Issue #1681, opened 2015-08-12
Upgrade completely broken on Ubuntu. lxc-docker no longer valid package name.  


nathanleclaire:
Due to the new package archives this: https://github.com/docker/machine/blob/master/libmachine/provision/ubuntu.go#L68 is wrong (therefore upgrade is broken).

We need to change this code to reference `engine-docker` and figure out how to address the situation with current users.

See: https://blog.docker.com/2015/07/new-apt-and-yum-repos/ for how to migrate from `lxc-docker` to `docker-engine`.

cc @ehazlett

tianon:
I actually see a few things in that function that worry me (like `apt-get upgrade some-package`, which doesn't actually upgrade just `some-package` and will really try to upgrade all packages on the system).

Here's what I'd propose:

`install` + `upgrade`:

1. always overwrite `/etc/sources.list.d/docker.list`
2. always `apt-get update`
3. always `apt-get install -y docker-engine` (which will both install or upgrade as appropriate)

`remove`:

1. same as today, although possibly slightly more like `apt-get remove -y docker-engine lxc-docker` to make sure we cover our bases

Installing `docker-engine` _should_ automatically remove `lxc-docker`, but that's worth some testing (ie, don't just take my word for it :innocent:).

mahnunchik:
+1

```bash
$ docker-machine upgrade test-machine
SSH cmd error!
command: DEBIAN_FRONTEND=noninteractive sudo -E apt-get upgrade -y  lxc-docker
err    : exit status 100
output : Reading package lists...
Building dependency tree...
Reading state information...
Package lxc-docker is not available, but is referred to by another package.
This may mean that the package is missing, has been obsoleted, or
is only available from another source

E: Package 'lxc-docker' has no installation candidate
```

I've tried to upgrade machine from 1.8.0 to 1.8.1

nathanleclaire:
Sorry for the trouble @mahnunchik.  Patch submitted by the incorrigible @ehazlett here: https://github.com/docker/machine/pull/1687

ehazlett:
@tianon thx!  I don't know how i missed the `upgrade` thing :(  That's fixed in #1687.  I didn't implement the dual package logic in `remove` as we do not ever "remove" Docker and I want to try to keep the backward logic out.  If a user is on an old version of the install, they simply will just live with it.  We do not offer a way to remove it to hit that case.  If they upgrade, the upgrade will remove it for them and then it should be good.

[...]

PR #1687, opened 2015-08-13
fixes upgrade for debian/ubuntu for new package name

ehazlett:
This fixes upgrade issue with Debian / Ubuntu and Docker 1.8.

To test, you can create a host using an old install script.  Here is an example for Debian:

```
docker-machine create \
  -d digitalocean \
  --digitalocean-image debian-8-x64 \
  --engine-install-url http://docker-install.evanhazlett.com/docker-old \
  migration-test
```

Then you can upgrade with `docker-machine upgrade migration-test`.  After the upgrade you should end up with Docker 1.8.1.

### DIFF
--- a/libmachine/provision/debian.go
+++ b/libmachine/provision/debian.go
@@ -92,7 +92,7 @@ func (provisioner *DebianProvisioner) Package(name string, action pkgaction.Pack
 		}
 
 		for _, cmd := range commands {
-			command := fmt.Sprintf("DEBIAN_FRONTEND=noninteractive sudo -E %s", cmd)
+			command := fmt.Sprintf("sudo DEBIAN_FRONTEND=noninteractive %s", cmd)
 			if _, err := provisioner.SSHCommand(command); err != nil {
 				return err
 			}
--- a/libmachine/provision/debian.go
+++ b/libmachine/provision/debian.go
@@ -59,13 +59,11 @@ func (provisioner *DebianProvisioner) Package(name string, action pkgaction.Pack
 	updateMetadata := true
 
 	switch action {
-	case pkgaction.Install:
+	case pkgaction.Install, pkgaction.Upgrade:
 		packageAction = "install"
 	case pkgaction.Remove:
 		packageAction = "remove"
 		updateMetadata = false
-	case pkgaction.Upgrade:
-		packageAction = "upgrade"
 	}
 
 	switch name {
--- a/libmachine/provision/debian.go
+++ b/libmachine/provision/debian.go
@@ -70,12 +70,34 @@ func (provisioner *DebianProvisioner) Package(name string, action pkgaction.Pack
 
 	switch name {
 	case "docker":
-		name = "lxc-docker"
+		name = "docker-engine"
 	}
 
 	if updateMetadata {
 		if _, err := provisioner.SSHCommand("sudo apt-get update"); err != nil {
 			return err
+		}
+	}
+
+	// handle the new docker-engine package; we can probably remove this
+	// after we have a few versions
+	if action == pkgaction.Upgrade && name == "docker-engine" {
+		// run the force remove on the existing lxc-docker package
+		// and remove the existing apt source list
+		// also re-run the get.docker.com script to properly setup
+		// the system again
+
+		commands := []string{
+			"rm /etc/apt/sources.list.d/docker.list || true",
+			"apt-get remove -y lxc-docker || true",
+			"curl -sSL https://get.docker.com | sh",
+		}
+
+		for _, cmd := range commands {
+			command := fmt.Sprintf("DEBIAN_FRONTEND=noninteractive sudo -E %s", cmd)
+			if _, err := provisioner.SSHCommand(command); err != nil {
+				return err
+			}
 		}
 	}
 
--- a/libmachine/provision/ubuntu.go
+++ b/libmachine/provision/ubuntu.go
@@ -47,10 +47,9 @@ func (provisioner *UbuntuProvisioner) Service(name string, action pkgaction.Serv
 }
 
 func (provisioner *UbuntuProvisioner) Package(name string, action pkgaction.PackageAction) error {
-	var (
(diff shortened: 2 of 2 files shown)


nathanleclaire:
You're a legend my friend.

cc @tianon Can you please take a look?

nathanleclaire:
Also @ehazlett I'm assuming you saw @tianon comment here: https://github.com/docker/machine/issues/1681#issuecomment-130472503 ?

nathanleclaire:
Will `apt-get remove -y lxc-docker` nuke all images / containers and other data too, or is it safe?

ehazlett:
@nathanleclaire thx!  The data is safe.  I tested on two instances and all containers and images were left intact.  However, this does restart the daemon.

Updated to support proper upgrade functionality for packages (https://github.com/docker/machine/issues/1681#issuecomment-130472503)

libmachine/provision/debian.go
```diff
@@ -79,6 +77,28 @@ func (provisioner *DebianProvisioner) Package(name string, action pkgaction.Pack
...
+		// the system again
+
+		commands := []string{
+			"rm /etc/apt/sources.list.d/docker.list || true",
+			"apt-get remove -y lxc-docker || true",
+			"curl -sSL https://get.docker.com | sh",
+		}
+
+		for _, cmd := range commands {
+			command := fmt.Sprintf("DEBIAN_FRONTEND=noninteractive sudo -E %s", cmd)
```
tianon: What's the reason for the `sudo -E` here?

If it's just to make sure `DEBIAN_FRONTEND` is passed through, you should be able to swap them and accomplish the same, ie: `sudo DEBIAN_FRONTEND=noninteractive %s`.

tianon:
```console
$ sudo A=b env | grep ^A
A=b
```

libmachine/provision/ubuntu.go
```diff
@@ -47,36 +47,55 @@ func (provisioner *UbuntuProvisioner) Service(name string, action pkgaction.Serv
...
+	if action == pkgaction.Upgrade && name == "docker-engine" {
+		// run the force remove on the existing lxc-docker package
+		// and remove the existing apt source list
+		// also re-run the get.docker.com script to properly setup
+		// the system again
+
+		commands := []string{
+			"rm /etc/apt/sources.list.d/docker.list || true",
+			"apt-get remove -y lxc-docker || true",
+			"curl -sSL https://get.docker.com | sh",
```
tianon: I cringe erry-time :smile:

tianon:
Logic looks sane, just curious about `sudo -E` usage. :+1:

libmachine/provision/ubuntu.go
nathanleclaire: lol

nathanleclaire: Longer-term, I'm wondering if it might not be worthwhile to replace that script with Go code in machine, but for now it Gets The Job Done.

nathanleclaire:
> However, this does restart the daemon.

That's expected for an upgrade so OK with me.

I'll review this ASAP.

nathanleclaire:
I've gotten an error trying to upgrade one of my Ubuntu VMs (another went successfully).

This seems to be the relevant bit in the log:

```
About to run SSH command:
DEBIAN_FRONTEND=noninteractive sudo -E apt-get remove -y lxc-docker || true
&{/usr/bin/ssh [/usr/bin/ssh -o PasswordAuthentication=no -o IdentitiesOnly=yes -o StrictHostKeyChecking=no -o UserKnownHostsFile=/dev/null -o LogLevel=quiet -o ConnectionAttempts=3 -o ConnectTimeout=10 -i /Users/nathanleclaire/.docker/machine/machines/droplet/id_rsa -p 22 root@104.
236.189.32 DEBIAN_FRONTEND=noninteractive sudo -E apt-get remove -y lxc-docker || true] []  <nil> <nil> <nil> [] <nil> <nil> <nil> <nil> false [] [] [] [] <nil>}
SSH cmd err, output: <nil>: Reading package lists...
Building dependency tree...
Reading state information...
The following packages were automatically installed and are no longer required:
  aufs-tools cgroup-lite git git-man liberror-perl lxc-docker-1.7.0
Use 'apt-get autoremove' to remove them.
The following packages will be REMOVED:
  lxc-docker
/bin/sh: 1: /usr/sbin/dpkg-preconfigure: not found
0 upgraded, 0 newly installed, 1 to remove and 48 not upgraded.
After this operation, 0 B of additional disk space will be used.
(Reading database ... 93638 files and directories currently installed.)
Removing lxc-docker (1.7.0) ...
```

`/usr/sbin/dpkg-preconfigure` is not found, so the package is not removed.  Consequently, the new install of `docker` fails because it's already around on the system.

libmachine/provision/debian.go
ehazlett: :+1:

ehazlett:
Um that looks like some system issue.  `dpkg-preconfigure` shouldn't be removed for any reason.

libmachine/provision/ubuntu.go
ehazlett: :(

ehazlett:
thx @tianon -- i'll update the sudo usage.

libmachine/provision/ubuntu.go
tianon: I want that script and the functionality it provides to just die completely, and the long-long-term goal is to deprecate it in favor of people actually knowing what OS they're running and doing the few simple steps to set it up properly themselves. :smile:

(Platform detection is hairy, and wrought with failure.)

ehazlett:
@nathanleclaire updated and ready

nathanleclaire:
Alright hopefully the issues I was seeing were anomalous (one of my machines upgraded smoothly) so I'm ready to go on this PR and I'm just going to rebuild my b0rked host.  We can re-visit if we run into more issues in the future.

LGTM

Issue #1630, opened 2015-08-01
docker-machine create --driver virtualbox hangs on ssh


glyph:
`docker-machine create --driver virtualbox dev` hangs when I run it on my mac.

With debug output on, I see:

```
About to run SSH command:
exit 0
&{/usr/bin/ssh [/usr/bin/ssh -o PasswordAuthentication=no -o IdentitiesOnly=yes -o StrictHostKeyChecking=no -o UserKnownHostsFile=/dev/null -o LogLevel=quiet -o ConnectionAttempts=3 -o ConnectTimeout=10 -i /Users/glyph/.docker/machine/machines/dev/id_rsa -p 57660 docker@localhost exit 0] []  <nil> <nil> <nil> [] <nil> <nil> <nil> <nil> false [] [] [] [] <nil>}
```

If I copy and paste the SSH command into a different terminal while it's stuck, I see:

```
$ /usr/bin/ssh -o PasswordAuthentication=no -o IdentitiesOnly=yes -o StrictHostKeyChecking=no -o UserKnownHostsFile=/dev/null -o LogLevel=quiet -o ConnectionAttempts=3 -o ConnectTimeout=10 -i /Users/glyph/.docker/machine/machines/dev/id_rsa -p 57660 docker@localhost
                        ##         .
                  ## ## ##        ==
               ## ## ## ## ##    ===
           /"""""""""""""""""\___/ ===
      ~~~ {~~ ~~~~ ~~~ ~~~~ ~~~ ~ /  ===- ~~~
           \______ o           __/
             \    \         __/
              \____\_______/
 _                 _   ____     _            _
| |__   ___   ___ | |_|___ \ __| | ___   ___| | _____ _ __
| '_ \ / _ \ / _ \| __| __) / _` |/ _ \ / __| |/ / _ \ '__|
| |_) | (_) | (_) | |_ / __/ (_| | (_) | (__|   <  __/ |
|_.__/ \___/ \___/ \__|_____\__,_|\___/ \___|_|\_\___|_|
Boot2Docker version 1.7.1, build master : c202798 - Wed Jul 15 00:16:02 UTC 2015
Docker version 1.7.1, build 786b29d
docker@boot2docker:~$ 
```

glyph:
It seems this was at least partially an error in my own configuration.  I had this in my SSH configuration:

```
ControlMaster auto
ControlPath ~/.ssh/s/%u@%l-%r@%h:%p
ControlPersist 1m
```

[...]

PR #1690, opened 2015-08-13
Disable ssh multiplex explicitly

jonmort:
This PR fixes https://github.com/docker/machine/issues/1630 by disabling multiplexing


nathanleclaire:
Oh, good times.

Looks pretty good to me.  cc @ehazlett @tianon WDYT

nathanleclaire:
I'm merging this, we can revert if it turns out to be problematic.

PR #1831, opened 2015-09-09
VMware Workstation driver

zaps:
First attempt at a VMware Workstation driver. Most of the code is direct duplicate of the Fusion driver with minor tweaks.

Current limitations:
* Only works on Windows version of Workstation
* Paths to vmrun, DHCP client table, and shared "Users" folder are hard-coded (with sensible values)
* Assumes 64-bit Windows


emsi:
+1
nice work. There should be a way to provide VMWare installation path on command line and hence use relative paths to it or fall back to default hard-coded values :)

zaps:
@emsi great idea! I will work on that.

zaps:
@emsi I've added you as a collaborator in my fork in case you would like to contribute. I'm sort of learning Go as I... "go" :smile: so if you have more experience it might be faster.

drivers/vmwareworkstation/vmrun.go
```diff
@@ -0,0 +1,66 @@
...
+	"errors"
+	"fmt"
+	"os"
+	"os/exec"
+	"strings"
+
+	"github.com/docker/machine/log"
+)
+
+// TODO un-hardcode these locations
```
nathanleclaire: You could use an `exec.LookPath` for this which falls back to a `os.Stat` of the hardcoded paths to check if they're around.

nathanleclaire:
We have a CoreOS provisioner already IIRC, so that addition shouldn't be neccessary.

....

| What the task asks |
Search the material above for the word "same", then copy out each line that has it.

| Exercise result |
1. same as today, although possibly slightly more like `apt-get remove -y docker-engine lxc-docker` to make sure we cover our bases
If it's just to make sure `DEBIAN_FRONTEND` is passed through, you should be able to swap them and accomplish the same, ie: `sudo DEBIAN_FRONTEND=noninteractive %s`.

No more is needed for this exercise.